__WORK TO BE COMPLETED__. Return the whole of the data exactly.

__COLLECTED DATA__.
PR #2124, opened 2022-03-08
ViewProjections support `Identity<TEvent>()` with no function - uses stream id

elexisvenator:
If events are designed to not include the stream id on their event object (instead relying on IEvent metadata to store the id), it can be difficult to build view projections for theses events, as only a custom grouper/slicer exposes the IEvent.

__ANSWER SPACE__.
PR #2124, opened 2022-03-08
ViewProjections support `Identity<TEvent>()` with no function - uses stream id

elexisvenator:
If events are designed to not include the stream id on their event object (instead relying on IEvent metadata to store the id), it can be difficult to build view projections for theses events, as only a custom grouper/slicer exposes the IEvent.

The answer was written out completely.